NAXOS 8.557482 [61:53]


The symphonies of Karl von Ordonez have been studied and catalogued by A. Peter Brown - hence the catalogue numbers above. Anyone wanting to know more of Ordonez’s work as a symphonist should seek out Brown’s long article, ‘The Symphonies of Carlo d’Ordonez: A Contribution to the History of Viennese Instrumental Music during the Second Half of the Eighteenth Century’, which was published in volume XII of the Haydn Yearbook in 1981. This enterprising CD from Naxos has very useful notes by Allan Badley.
 
Born in Vienna, Ordonez may have been the illegitimate son of an aristocrat, and seems to have been able to live and work as a member of the minor nobility. He never became a professional musician – which would have been inappropriate to his social standing – though he was certainly an accomplished violinist and was associated with a number of the musical societies of Vienna. His name crops up quite frequently in detailed accounts of Haydn’s life and works. As well as more than seventy symphonies, Ordonez’s other compositions included string quartets, a violin concerto and – particularly intriguing – a parody opera, Alceste, which was frequently performed at Esterhazy.
 
Manuscripts of Ordonez’s symphonies survive in quite a number of European libraries, some of them well beyond Austria, testifying to their relative popularity. Works by him have sometimes been attributed to Haydn himself, to J.C. Bach or to Viennese contemporaries such as Vanhal and Hofmann – which gives a pretty good idea of the stylistic territory they occupy.
 
Most of his symphonic writing is dominated by the strings. Occasionally he gives horns and oboes some relatively prominent roles. Most of his symphonies seem to have been written before the mid-1770s. Though he did make some use of the four-movement form, all five of the symphonies on this disc are in three movements, and all employ two quicker movements framing a slow movement. This is true even of the Sinfonia in C major, though its first movement is misleadingly marked ‘adagio’ – when only the introduction to the movement can sensibly be so described.
 
On this showing Ordonez had no great gift for the creation of distinctive or memorable melodies. Pleasure more often comes from the alertness of his rhythms and from a certain inventiveness in his use of orchestral sonorities.
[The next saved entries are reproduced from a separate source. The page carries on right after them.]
PR #2449, opened 2019-12-08
Implement ZIO#fallback

### LINKED ISSUE #2448: ZIO Core: Add fallback (non-effectful orElse)
```scala
sealed trait ZIO[-R, +E, +A] {
  def fallback(a: => A): ZIO[R, Nothing, A] = self fold (_ => a, identity)
}
```

In hindsight this should be called `orElse` and the other one `orElseM`, but oh well! 😆

adamgfraser:
Resolves #2448.

I also added `fallback` to `ZManaged` and `STM`. I noticed that the error handling methods in `STM` weren't using `CanFail` so I added that as well.

### DIFF
--- a/core/shared/src/main/scala/zio/ZIO.scala
+++ b/core/shared/src/main/scala/zio/ZIO.scala
@@ -373,6 +373,13 @@ sealed trait ZIO[-R, +E, +A] extends Serializable { self =>
     self orElse eventually
 
   /**
+   * Executes this effect and returns its value, if it succeeds, but otherwise
+   * returns the specified value.
+   */
+  final def fallback[A1 >: A](a: => A1)(implicit ev: CanFail[E]): ZIO[R, Nothing, A1] =
+    fold(_ => a, identity)
+
+  /**
    * Dies with specified `Throwable` if the predicate fails.
    */
   final def filterOrDie(p: A => Boolean)(t: => Throwable): ZIO[R, E, A] =
--- a/core/shared/src/main/scala/zio/stm/STM.scala
+++ b/core/shared/src/main/scala/zio/stm/STM.scala
@@ -157,7 +157,7 @@ final class STM[+E, +A] private[stm] (
    * Tries this effect first, and if it fails, succeeds with the specified
    * value.
    */
-  final def fallback[A1 >: A](a: => A1)(implicit ev: CanFail[E]): STM[E, A1] =
+  final def fallback[A1 >: A](a: => A1)(implicit ev: CanFail[E]): STM[Nothing, A1] =
     fold(_ => a, identity)
 
   /**
--- a/core/shared/src/main/scala/zio/stm/STM.scala
+++ b/core/shared/src/main/scala/zio/stm/STM.scala
@@ -18,7 +18,7 @@ package zio.stm
 
 import java.util.concurrent.atomic.{ AtomicBoolean, AtomicLong }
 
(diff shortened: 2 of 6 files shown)


core/shared/src/main/scala/zio/stm/STM.scala
```diff
@@ -151,6 +153,13 @@ final class STM[+E, +A] private[stm] (
   final def ensuring(finalizer: STM[Nothing, Any]): STM[E, A] =
     foldM(e => finalizer *> STM.fail(e), a => finalizer *> STM.succeed(a))
 
+  /**
+   * Tries this effect first, and if it fails, succeeds with the specified
+   * value.
+   */
+  final def fallback[A1 >: A](a: => A1)(implicit ev: CanFail[E]): STM[E, A1] =
```
mijicd: Do we need `E` in return type?

adamgfraser: Good catch! Fixed now.

mijicd: Nice!

core/shared/src/main/scala/zio/ZIO.scala
```diff
@@ -372,6 +372,13 @@ sealed trait ZIO[-R, +E, +A] extends Serializable { self =>
   final def eventually(implicit ev: CanFail[E]): URIO[R, A] =
     self orElse eventually
 
+  /**
+   * Executes this effect and returns its value, if it succeeds, but otherwise
+   * returns the specified value.
+   */
+  final def fallback[A1 >: A](a: => A1)(implicit ev: CanFail[E]): ZIO[R, Nothing, A1] =
+    fold(_ => a, identity)
```
regiskuckaertz: `catchAll(_ => a)`

adamgfraser: I'm not sure this is better if we need to wrap the result in an additional effect constructor.

adamgfraser:
@mijicd I think the issue here is that we already are using the `orElse` name very widely in ZIO where the other value is an effect. So we either have to change `orElse` in `ZIO`, which is a relatively significant change at this point, or come up with another name. Per the ticket it seems like we want to use another name. And then once we are using `fallback` in ZIO I think it makes sense to use it in other data types for consistency, even though I agree the STM API is less settled so if it was STM in isolation it would be easier to just change it to `orElse` and `orElseM`.

core/shared/src/main/scala/zio/ZIO.scala
regiskuckaertz: There’s no difference in that regard, one additional inspection in `fold` in fact. But it’s a shame it’s longer, perhaps there should have been a `catchAllM` too.

adamgfraser: You're right. Aren't they the the same though? Both are implemented in terms of `foldM` and have to wrap the success or failure in an effect constructor. `fold` does both of them internally whereas `catchAll` only does the success case itself and then we would need to wrap the failure case in an effect constructor here.

regiskuckaertz: Yep, they are. You must be getting tired of hearing this, but: awesome work 😅

adamgfraser: Thanks! Lot of people including you doing awesome work on this project! Just trying to contribute and learn. 😃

In the Sinfonia in C major, the attractive slow movement has concertante roles for violin and cello; the second of the two G minor symphonies (Brown Gm8) has some delightful writing for the oboes in the outer movements and for the violas – of which he seems to have been particularly fond – in its central andante.
 
None of this music digs very deep or challenges the listener. Elegance and grace are more prominent features than power or passion. But within its limitations this is attractive and charming music which makes for pleasant listening. Kevin Mallon and the Toronto Camerata give thoroughly sympathetic performances, convincingly idiomatic and appropriately delicate and persuasive.